Ciclismo indoor per principianti: guida completa per iniziare
Questa guida ti accompagna passo dopo passo nel mondo del ciclismo indoor, per iniziare in modo semplice e sicuro. Anche se non hai mai usato i pedali a sgancio prima d’ora, imparerai come configurare la bici, pedalare con una buona tecnica e monitorare i progressi senza farti travolgere dai dati.
In breve
Per iniziare a pedalare indoor ti servono davvero poche cose: un trainer compatibile, la tua bici, un po’ di spazio e un’app come ROUVY, capace di rendere la pedalata più coinvolgente e realistica.

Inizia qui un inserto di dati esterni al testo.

Issue #264, opened 2015-09-10
Allow easy definition of sanitized substitutions


jlstevens:
For the next release, we should make sure it is easy for the user to define convenient substitutions for the sanitized strings, particularly dimension names (which can get very unwieldy, especially when LateX is involved)

 One suggestion is to allow definition of an alias at the dimension level e.g by specifying the name as a tuple. Alternatively, we should extend the formatter system to handle custom string sanitation and the idea of a tuple for a name could just be a shortcut to defining the appropriate formatter.

jlstevens:
I feel I should link to Issue #251 as that issue also deals with dimension formatters. I say we need to think careful about improving dimension formatters in general.

philippjfr:
They're different formatters though, one is for the values the other is for the name. Apart from making sure the naming makes it clear which is which there isn't much of a link between the two.

jlstevens:
The link is that we want a consistent system for defining multiple types of formatters:

* It should be easy to define these formatters.
* Naming needs to be consistent.
* We need to worry about pickling issues, especially when functions (especially lambdas) are involves.

 For this reason, I think issue #251 is related. There is also the issue of formatting units.

philippjfr:
Can we come to a decision here? Currently we have two formatter parameters on Dimensions:

* formatter - Defines the formatting of the dimension values and ticks
* format_string - Defines the display of the quantity along with the dimension, e.g. ``{name}: {val} {unit}`` becomes ``Weight: 10 kg``

Adding one additional formatter for the name itself along with some easy way to define this as an alias seems like the straightforward and sensible option here. By default this formatter would probably just be ``{name}`` so it mirrors the defined dimension name but can be overridden with any valid formatting string. I would suggest calling the parameter ``label_formatter`` and then allowing both the name and the alias/formatter to be defined as a tuple in the Dimension constructor, e.g. ``Dimension(('phi', '$\{name}$'))`` would define the name phi for easy access and the ``label_formatter``, which would render the label nicely in LaTeX. 

I also don't think we need to concern ourselves with dimension formatting any further for now. I know @jlstevens at least is concerned about proliferation of parameters on Dimensions but I think at least ``formatter`` and the new ``label_formatter`` are very well defined and clear, if we had those two I'd be happy to rename/rethink any other parameters controlling the labeling, such as the aforementioned ``format_string``.

jbednar:
[...]

PR #312, opened 2015-12-01
Easy definition of sanitized substitutions

jlstevens:
This PR aims to address issue #264.

### DIFF
--- a/doc/Tutorials/Exploring_Data.ipynb
+++ b/doc/Tutorials/Exploring_Data.ipynb
@@ -132,7 +132,7 @@
    },
    "outputs": [],
    "source": [
-    "date_dim = hv.Dimension(\"Date\", formatter=md.DateFormatter('%h %d %Y %H:%M UTC'), type=float)\n",
+    "date_dim = hv.Dimension(\"Date\", value_format=md.DateFormatter('%h %d %Y %H:%M UTC'), type=float)\n",
     "kdims = ['Frame', date_dim]"
    ]
   },
--- a/holoviews/core/dimension.py
+++ b/holoviews/core/dimension.py
@@ -103,7 +103,14 @@ class Dimension(param.Parameterized):
             existing_params = dict(name.get_param_values())
         else:
             existing_params = {'name': name}
-        super(Dimension, self).__init__(**dict(existing_params, **params))
+
+        all_params = dict(existing_params, **params)
+        if isinstance(all_params['name'], tuple):
+            alias, long_name = all_params['name']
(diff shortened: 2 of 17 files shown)


jlstevens:
I think this PR is ready to merge. Here is an example of what it allows you to do:

```python
layout = (hv.Image(np.random.rand(10,10), 
         group=('Spectrum', 'Frequency spectrum'), 
         label=('Glucose', '$C_6H_{12}O_6$'))
+ hv.Image(np.random.rand(10,10), 
         group=('Spectrum', 'Frequency spectrum'), 
         label=('Water', '$H_2O$')))
```

Now you can select the two parts of the layout conveniently with ``layout.Spectrum.Glucose`` or ``layout.Spectrum.Water`` while showing the chemical compound names in the title (before you had to use some awkward, auto-generated sanitized string).

To make this less awkward, you can do this using the new ``Aliases`` helper function:

```python
al = hv.util.Aliases(Spectrum='Frequency spectrum', 
                     Water='$H_2O$', 
                     Glucose='$C_6H_{12}O_6$')

(hv.Image(np.random.rand(10,10), group=al.Spectrum,  label=al.Glucose)
+ hv.Image(np.random.rand(10,10), group=al.Spectrum, label=al.Water))
```

Lastly, the same principles apply setting dimension names using tuples:

```python
im =hv.Image(np.random.rand(10,10), 
             kdims=[('Lambda', '$\Lambda$'), ('Joules', 'Energy ($J$)')])
```

Which now makes methods such as select easier:

```python
im.select(Lambda=(-0.2, 0.2), Joules=(-0.3, 0.3))
```

Of course you can use the ``Aliases`` helper here too! 

After I add some tests, I *think* this is ready to merge and I definitely think it will help scientists (and anyone using LaTeX and special symbols really!) use HoloViews productively.

jlstevens:
I've now added unit tests and one they pass, I think it is ready to merge (unless you have any comments!).

It is worth mentioning one limitation of this new system, the group/label/dimension name stays a string (the long string, not the short alias) which means your alias definitions won't be pickled together with the object. 

Aliases are defined as dictionaries (the ``aliases`` parameter) on the three global functions: ``hv.util.label_sanitizer``, ``hv.util.group_sanitizer``, ``hv.util.dimension_sanitizer``. Restoring your aliases comes down to restoring these dictionaries on these three objects appropriately.

philippjfr:
Looks good, very happy to finally have a nice way to specify aliases. Since the tests are passing and I have no specific comments I'll go ahead and merge.

jbednar:
Excellent!  Looks great.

L’app entra a tutti gli effetti nel tuo setup. Regola automaticamente la resistenza e trasforma un trainer statico in una pedalata immersiva su percorsi reali, rendendo molto più facile allenarsi con costanza. Non serve partire subito con l’attrezzatura più avanzata, ma vale la pena dedicare qualche minuto alla configurazione corretta della bici. Il comfort è ciò che ti farà venire voglia di tornare in sella, mentre un setup sbagliato è spesso la causa dei primi fastidi o dolori.
Mantieni le prime sessioni brevi e semplici, con un riscaldamento leggero, una parte centrale a ritmo facile con qualche breve tratto più intenso e un defaticamento tranquillo. Pedala 3-4 volte alla settimana e resisti alla tentazione di spingere forte a ogni allenamento. Le uscite facili e i giorni di recupero sono momenti fondamentali per costruire la forma. Mantieni una cadenza fluida e confortevole, e punta più sulla costanza che sui numeri.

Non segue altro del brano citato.